Die bei Hurch arbeitende Adelheid Dörfle sieht ihre Altersvorsorge aufgrund des Vorvertrages ge­fährdet. Ihr drohen aufgrund der weitgehenden Verfügungsbefugnis des Käufers erhebliche finanzielle Einbußen, die sie nicht verhindern kann, da ihr durch die dadurch unmittelbar bevorstehende Schuldübertragung ein neuer Schuldner entgegen § 415 BGB aufgezwungen werde. Dörfle beklagt nun, dass es der Staat unterlassen habe, ihre Rechte ausreichend zu sichern. Damit sei ihre Altersversorgung gefährdet und es läge eine Verletzung ihrer Privatautonomie sowie ihres Eigentumsrechtes vor. Sie verlangt, dass das BetrVorÜG entsprechend geändert wird. Außerdem ist sie davon überzeugt, dass der ursprüngliche Plan mehrere zehntausend Arbeitsplätze – und u.a. ihren eigenen – retten würde, zumal der an sich zutreffende Vergleich mit den 1990er Jahren aufgrund der aktuellen Wirtschafts- und Finanzkrise und aufgrund der unterschiedlichen Branchen keineswegs treffend sei. Die Situation sei eine völlig andere. Sie persönlich sei besonders hart betroffen: Würde Hurch in die Insolvenz gehen müssen, so sei nicht nur ihr Arbeitsplatz verloren, sondern auch ihre Ehe und damit auch ihre Familie, da diese dem Druck des Arbeitsplatzverlustes nicht standhalten würde. Dörfle klagt nun vor dem Bundesverfassungsgericht gegen den Gesetzgeber einerseits und die Bundesregierung andererseits.
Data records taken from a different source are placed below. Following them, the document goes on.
PR #4635, opened 2022-07-13
Resolve disable-auto-complete-config and strict-model-config conflict

nv-kmcgill53:
This PR adds a warning on startup for the user if they are using the now deprecated `--strict-model-config` flag. Additionally, we add a warning that the `--disable-auto-complete-config` flag will be used instead of the `--strict-model-config` if both are provided and they contradict. In the event the two options are in agreement, then the user only gets the deprecation warning.

### DIFF
--- a/src/main.cc
+++ b/src/main.cc
@@ -1289,6 +1289,8 @@ Parse(TRITONSERVER_ServerOptions** server_options, int argc, char** argv)
   std::string server_id("triton");
   std::set<std::string> model_repository_paths;
   bool exit_on_error = true;
+  bool disable_auto_complete_config = false;
+  bool strict_model_config_present = false;
   bool strict_model_config = false;
   bool strict_readiness = true;
   std::list<std::pair<int, uint64_t>> cuda_pools;
@@ -1445,9 +1447,11 @@ Parse(TRITONSERVER_ServerOptions** server_options, int argc, char** argv)
         exit_on_error = ParseBoolOption(optarg);
         break;
       case OPTION_DISABLE_AUTO_COMPLETE_CONFIG:
-        strict_model_config = true;
+        disable_auto_complete_config = true;
         break;
       case OPTION_STRICT_MODEL_CONFIG:
+        std::cerr << "Warning: '--strict-model-config' has been deprecated! Please use '--disable-auto-complete-config' instead." << std::endl;
+        strict_model_config_present = true;
         strict_model_config = ParseBoolOption(optarg);
         break;
       case OPTION_STRICT_READINESS:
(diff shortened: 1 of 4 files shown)


src/main.cc
```diff
@@ -1445,9 +1447,13 @@ Parse(TRITONSERVER_ServerOptions** server_options, int argc, char** argv)
         exit_on_error = ParseBoolOption(optarg);
         break;
       case OPTION_DISABLE_AUTO_COMPLETE_CONFIG:
-        strict_model_config = true;
+        disable_auto_complete_config = true;
         break;
       case OPTION_STRICT_MODEL_CONFIG:
+        std::cerr << "Warning: '--strict-model-config' has been deprecated! "
```
Tabrizian, line 1453: Use `LOG_MESSAGE(TRITONSERVER_LOG_WARN, "message")` instead of std::cerr.

src/main.cc
```diff
@@ -1781,6 +1787,18 @@ Parse(TRITONSERVER_ServerOptions** server_options, int argc, char** argv)
     return false;
   }
 
+  // Check if there is a conflict between --disable-auto-complete-config
+  // and --strict-model-config
+  if (disable_auto_complete_config && strict_model_config_present) {
+    if (!strict_model_config) {
+      std::cerr
```
Tabrizian, line 1794: Same

src/main.cc
```diff
@@ -1781,6 +1787,18 @@ Parse(TRITONSERVER_ServerOptions** server_options, int argc, char** argv)
...
+          << "Warning: Overriding deprecated '--strict-model-config' from "
+             "False to True in favor of '--disable-auto-complete-config'!"
+          << std::endl;
+    }
+    strict_model_config = true;
```
Tabrizian, line 1799: Do we need a warning for when the `strict_model_config=true` and `disable_auto_complete_config` is false?

Tabrizian (changes requested):

src/main.cc
nv-kmcgill53: In this case, the user gets the warning that they are using an deprecated CLI option from the switch statement. We should still allow them to use the `--strict-model-config` option to not break backward compatibility.

src/main.cc
nv-kmcgill53: LOG_MESSAGE hasn't been declared in this scope and I am not sure it should be since we allow logging to be turned on and off at compile time. I was copying this pattern from `OPTION_MODEL_CONTROL_MODE` or some of the other case statements.

src/main.cc
nv-kmcgill53: See other [comment](https://github.com/triton-inference-server/server/pull/4635/files#r920271597)

Tabrizian (approved):

tanmayv25 (approved):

Auch Innozenz Piätsch, der durch eine Insolvenz nahezu sein gesamtes Vermögens verlöre, besteht auf staatliche Hilfen. Hierbei beruft er sich auf die Pflicht des Staates, sein Vermögen sowie sein Eigentum zu schützen. Dies sei insbesondere deshalb wichtig, weil sein gesamtes privates Eigentum mit Sicherheiten belegt sei und er im Fall einer Insolvenz in jedem Fall zahlungsunfähig wäre. Dadurch würde er sein Eigentum zwangsläufig verlieren. Aufgrund der geringeren Öffentlichkeitswirksamkeit klagt Piätsch, der Angst hat, mit den „gierigen Managern“ in einen Topf geworfen zu werden, vor dem zuständigen Verwaltungsgericht.

 

Prüfen Sie die Erfolgsaussichten sowohl der Klagen der Dörfle als auch der Klage des Piätsch.

 

 

Bearbeitervermerk: Die Bundesregierung ist für die Stellung des nachrangigen Darlehens zuständig. Dies geschieht mittels einer sog. „Zuweisung“ gegenüber der Kreditanstalt für Wiederaufbau, die nach § 1 Gesetz über die Kreditanstalt für Wiederaufbau eine Anstalt des öffentlichen Rechts ist. Einen Anspruch auf Erteilung einer solchen Zuweisung folgt weder aus dem Gesetz über Kreditanstalt für Wiederaufbau noch aus anderen einfach-gesetzlichen Regelungen. Maßnahmen im einstweiligen Rechtsschutz sowie versicherungsrechtliche Normen sind nicht zu prüfen.